■ Task directions: Reproduce the records below in their entirety, exactly as shown.

Stored items
————

PR #3618, opened 2021-01-10
cptypes: fix arity in primitive reduction

gus-massa:
Fix the arity in primitive reduction. This argument is used only in primitives with a rest argument and it is important only if the last argument is different. For example

    (expand/optimize '(lambda (x y z) (append x y z) (vector? y)))

the last expression `(vector?)` was not reduced because the bad arity made cptypes not mark `y` as a `null-or-pair`, because while analyzing `y` it looked somewhat like `(append x y)`. (Anyway, `z` was not dropped, the final expression was correct.)

This is only a missed optimization opportunity, but I guess it's possible to find a case with another primitive where this cause an optimization bug.

It would be nice to merge this in the release branch for v8.0.


samth:
cc @racket/release

samth:
@jbclements I think this is ready to cherry-pick onto the release branch.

————

■ Output for this task:
PR #3618, opened 2021-01-10
cptypes: fix arity in primitive reduction

gus-massa:
Fix the arity in primitive reduction. This argument is used only in primitives with a rest argument and it is important only if the last argument is different. For example

    (expand/optimize '(lambda (x y z) (append x y z) (vector? y)))

the last expression `(vector?)` was not reduced because the bad arity made cptypes not mark `y` as a `null-or-pair`, because while analyzing `y` it looked somewhat like `(append x y)`. (Anyway, `z` was not dropped, the final expression was correct.)

This is only a missed optimization opportunity, but I guess it's possible to find a case with another primitive where this cause an optimization bug.

It would be nice to merge this in the release branch for v8.0.


samth:
cc @racket/release

samth:
@jbclements I think this is ready to cherry-pick onto the release branch.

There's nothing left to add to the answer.